[Data excerpts]
PR #597, opened 2026-07-09
feat(config): centralize settings in config.yml

okurz:
Motivation:
Avoid duplication of configuration parameters like obs_url in metadata files.

Design Choices:
Implement update_from_dict on Settings and load config.yml in args.py using
ruamel.yaml. Clean up duplicated Typer defaults in args.py to ensure correct
fallback priority.

Benefits:
Simplifies the metadata repository and enforces clean configuration fallback.

### DIFF
--- a/openqabot/args.py
+++ b/openqabot/args.py
@@ -8,7 +8,7 @@ import logging
 import sys
 from pathlib import Path
 from types import SimpleNamespace
-from typing import Annotated
+from typing import Annotated, Any
 
 import responses
 import typer
@@ -101,6 +101,21 @@ max_detailed_comment_entries_option = Annotated[
 ]
 
 
+def _default(field: str) -> object:
+    """Return a Settings field default so CLI help mirrors config.py."""
+    return config_module.Settings.model_fields[field].get_default(call_default_factory=True)
+
+
+def _apply_cli_overrides(
+    settings: config_module.Settings,
+    overrides: dict[str, Any],
+) -> None:
+    """Override settings with CLI options that were explicitly provided."""
+    for name, value in overrides.items():
+        if value is not None and value is not False:
+            setattr(settings, name, value)
+
+
 def _apply_detailed_comment_options(
     args: SimpleNamespace,
     *,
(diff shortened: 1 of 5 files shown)


Martchus (approved):

asmorodskyi (changes requested):
this is not what I meant . I wanted to **move** settings to config not duplicate them in yet another place to make things even more complicated . commit message speaking about cleanup but I don't see less code but more code

openqabot/args.py
```diff
@@ -184,34 +218,42 @@ def main(  # noqa: PLR0913
...
     ] = None,
     openqa_instance: Annotated[
-        str,
+        str | None,
         typer.Option(
             "-i",
             "--openqa-instance",
             envvar="OPENQA_INSTANCE",
             help="The openQA instance to use\n Other instances than OSD do not update dashboard database",
+            show_default="https://openqa.suse.de",
```
Wabri: Should this be the opensuse instance and not the suse one?

Wabri (changes requested):

openqabot/args.py
Martchus: Unless something has changed, in this project we usually default to OSD and other internal services. Not great but for consistency we should probably not divert here.

Wabri: In `tests/test_args.py` there are multiple reference to o3 though

okurz:
> this is not what I meant . I wanted to **move** settings to config not duplicate them in yet another place to make things even more complicated . commit message speaking about cleanup but I don't see less code but more code

I now reworked to move config handling into `config.py` instead of duplicating it. Changes vs. the previous version:
- Dropped the custom `update_from_dict` and the ruamel loader in `args.py; config.yml` is now loaded via `Settings.load_config_yml()` using pydantic-settings' native `YamlConfigSettingsSource`, so `Settings` stays the single source of truth.
- Deduplicated the Typer defaults: `show_default` now derives from the `config.py` field defaults instead of hardcoded copies.
Net effect of the change is −50 lines. We still need a bit of code to handle that though

And tests fail. Let me take a deeper look later …

asmorodskyi (approved):
fix tests but code looks good to me now :)

okurz:
> fix tests but code looks good to me now :)

I assume a typer update changed how the CLI argument types are rendered hence failing tests so unrelated to my changes. I expect https://github.com/openSUSE/qem-bot/pull/603 to fix this

openqabot/args.py
okurz: @Wabri please review again. I now *removed* the explicit mention of OSD at this place while preserving the actual default from config.py as before

Wabri: Do we want to keep the openqa.suse.de also from the Readme?

okurz: yes

Wabri (approved):

kalikiana:
@Mergifyio queue

okurz:
> @Mergifyio queue

@kalikiana please don't do that. mergify queue skipped some CI checks in the past and also rebasing invalidates our signatures on commits

PR #598, opened 2026-07-13
refactor: move method to approrpiate class

asmorodskyi:
no doubts that function which creates dict based mostly
on data from one particular class should be in this class

### DIFF
--- a/openqabot/loader/gitea.py
+++ b/openqabot/loader/gitea.py
@@ -668,29 +668,6 @@ def _fetch_details(
     )
 
 
-def _init_submission_dict(pr: PullRequest) -> dict[str, Any]:
-    """Initialize a submission dictionary with default values from a PR."""
-    return {
-        "number": pr.number,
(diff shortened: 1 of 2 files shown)


okurz (changes requested):
s/approrpiate/appropriate/

I appreciate your effort to improve the code and I think I understand your motivation here: from a classic Object-Oriented perspective, the heuristic is usually to co-locate a method with the data it primarily operates on. However even within an OOP paradigm, the `PullRequest` class is a pure domain model representing a Git PR entity. The dictionary generated by `to_submission()`, however, introduces pipeline and scheduling-specific concepts (like `emu`, `inReviewQAM`, `embargoed`, and `channels`). A Git PR entity should not possess knowledge of our internal scheduling flags or loader pipeline formats. Binding this method to the data object tightly couples our core data models to the specific needs of the job loader. I would prefer keeping a pure, stateless data objects separate from the functions that transform them.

[Task details] Wherever a line of the listing above contains the string "https", copy that line.

[Solution]
+            show_default="https://openqa.suse.de",
I assume a typer update changed how the CLI argument types are rendered hence failing tests so unrelated to my changes. I expect https://github.com/openSUSE/qem-bot/pull/603 to fix this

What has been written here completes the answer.